In November 2012, Lonerism won the 2012 J Award for Australian Album of the Year. It was the second time Tame Impala had won the award, after also winning it for their debut album, Innerspeaker, in 2010. They are the first band to win the J Award more than once. In January 2013, Lonerism was selected by Rolling Stone for the 2012 Album of the Year award after the band also won the award in 2011 for Innerspeaker. It was also announced as album of the year by UK magazine NME. Additionally, Lonerism was voted number one overall by Rolling Stone, Triple J, NME, Filter, Urban Outfitters, FasterLouder and Obscure Sound's 2012 Album of the Year polls. Lonerism became the first Australian album to win NME's album of the year. "Elephant" and "Feels Like We Only Go Backwards" appeared at numbers 7 and 9, respectively, in Triple J's Hottest 100 for 2012.

The band began an international tour in 2012 through 2013, supported by the Growl. During this tour, they played major festivals such as Coachella and Sasquatch Festival, and appeared on Late Night with Jimmy Fallon. For this tour, Watson switched from drums to keyboards, and Parker recruited Julien Barbagallo on drums.

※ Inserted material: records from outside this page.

PR #4418, opened 2025-01-20
Metrics for LLMs+ embeddings

Jeadie:
# 🗣 Description

## ⛓️‍💥 Breaking Change

### DIFF
--- a/crates/runtime/src/embeddings/metrics.rs
+++ b/crates/runtime/src/embeddings/metrics.rs
@@ -23,21 +23,21 @@ use opentelemetry::{
     Key, KeyValue, Value,
 };
 
-static METER: LazyLock<Meter> = LazyLock::new(|| global::meter("embedding"));
+static METER: LazyLock<Meter> = LazyLock::new(|| global::meter("embeddings"));
 
 pub(crate) static EMBEDDING_REQUESTS: LazyLock<Counter<u64>> =
-    LazyLock::new(|| METER.u64_counter("embedding_requests").build());
+    LazyLock::new(|| METER.u64_counter("embeddings_requests").build());
 
 pub(crate) static FAILURES: LazyLock<Counter<u64>> = LazyLock::new(|| {
     METER
-        .u64_counter("embedding_failures")
+        .u64_counter("embeddings_failures")
         .with_description("Number of embedding failures.")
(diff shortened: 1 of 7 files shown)


phillipleblanc (dismissed):

crates/runtime/src/embeddings/metrics.rs
```diff
@@ -0,0 +1,94 @@
...
+pub(crate) static FAILURES: LazyLock<Counter<u64>> = LazyLock::new(|| {
+    METER
+        .u64_counter("embedding_failures")
+        .with_description("Number of embedding failures.")
+        .build()
+});
+
+pub(crate) static EMBEDDING_INTERNAL_DURATION_MS: LazyLock<Histogram<f64>> = LazyLock::new(|| {
+    METER
+        .f64_histogram("embedding_internal_request_duration_ms")
```
sgrebnov:
```suggestion
        .f64_histogram("embeddings_internal_request_duration_ms")
```

To be consistent with `embeddings_load_errors`/etc where `embeddings` is in plural

crates/runtime/src/embeddings/metrics.rs
```diff
@@ -0,0 +1,94 @@
...
+};
+
+static METER: LazyLock<Meter> = LazyLock::new(|| global::meter("embedding"));
+
+pub(crate) static EMBEDDING_REQUESTS: LazyLock<Counter<u64>> =
+    LazyLock::new(|| METER.u64_counter("embedding_requests").build());
+
+pub(crate) static FAILURES: LazyLock<Counter<u64>> = LazyLock::new(|| {
+    METER
+        .u64_counter("embedding_failures")
```
sgrebnov:
```suggestion
        .u64_counter("embeddings_failures")
```

For consistency with other embeddings metrics, for example `embeddings_load_errors `

crates/runtime/src/embeddings/metrics.rs
Jeadie: I do think we should possibly change `embeddings_load_errors` to `embedding_load_errors`. But since we already have it as a plural I will follow convention. We can change all afterwards.

phillipleblanc (approved):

In September 2012, Tame Impala's first US feature appeared on the cover of the publication The Fader, in its 82nd issue.

On 18 May 2013, it was announced via Facebook that Allbrook would leave the band to focus on other musical endeavours, and that Cam Avery of Pond and The Growl would take his place. Allbrook played his final gig with the band on their last Australian tour date of 2013 at Perth's Belvoir Amphitheatre, the same venue that Allbrook played his first gig with the band at in 2008. As a farewell gesture, the band played a cover of Outkast's "Prototype".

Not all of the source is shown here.